WHAT THE TASK REQUIRES: Copy out all lines bearing the word "handlers" from the listing below.

TASK INPUTS:
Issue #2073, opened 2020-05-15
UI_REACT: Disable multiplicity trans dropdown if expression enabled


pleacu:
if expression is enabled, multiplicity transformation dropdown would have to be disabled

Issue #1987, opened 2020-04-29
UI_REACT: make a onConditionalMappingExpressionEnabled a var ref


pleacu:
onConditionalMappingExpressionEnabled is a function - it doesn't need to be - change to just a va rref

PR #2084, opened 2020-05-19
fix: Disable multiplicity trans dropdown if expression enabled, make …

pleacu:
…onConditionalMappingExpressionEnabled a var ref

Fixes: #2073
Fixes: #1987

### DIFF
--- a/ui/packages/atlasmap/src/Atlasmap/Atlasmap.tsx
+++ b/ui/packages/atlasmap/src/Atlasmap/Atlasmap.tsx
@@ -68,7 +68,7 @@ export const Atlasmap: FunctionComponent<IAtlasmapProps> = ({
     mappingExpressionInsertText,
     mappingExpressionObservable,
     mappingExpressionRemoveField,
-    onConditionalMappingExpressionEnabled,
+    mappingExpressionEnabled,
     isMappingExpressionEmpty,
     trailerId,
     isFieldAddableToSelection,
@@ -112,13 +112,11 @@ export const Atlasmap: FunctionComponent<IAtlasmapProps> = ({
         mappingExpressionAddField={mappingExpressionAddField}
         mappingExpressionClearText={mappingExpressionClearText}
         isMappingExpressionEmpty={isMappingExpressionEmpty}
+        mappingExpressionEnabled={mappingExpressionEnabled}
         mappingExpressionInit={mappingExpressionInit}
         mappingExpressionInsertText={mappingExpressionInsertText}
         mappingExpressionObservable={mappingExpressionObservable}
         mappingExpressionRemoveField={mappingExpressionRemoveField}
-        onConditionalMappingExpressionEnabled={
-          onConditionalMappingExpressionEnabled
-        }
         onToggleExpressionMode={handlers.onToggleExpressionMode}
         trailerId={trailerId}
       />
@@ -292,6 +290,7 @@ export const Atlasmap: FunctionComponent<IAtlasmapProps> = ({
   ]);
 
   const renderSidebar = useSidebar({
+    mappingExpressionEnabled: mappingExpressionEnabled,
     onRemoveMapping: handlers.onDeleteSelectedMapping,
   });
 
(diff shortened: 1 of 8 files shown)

TASK OUTPUT:
         onToggleExpressionMode={handlers.onToggleExpressionMode}
     onRemoveMapping: handlers.onDeleteSelectedMapping,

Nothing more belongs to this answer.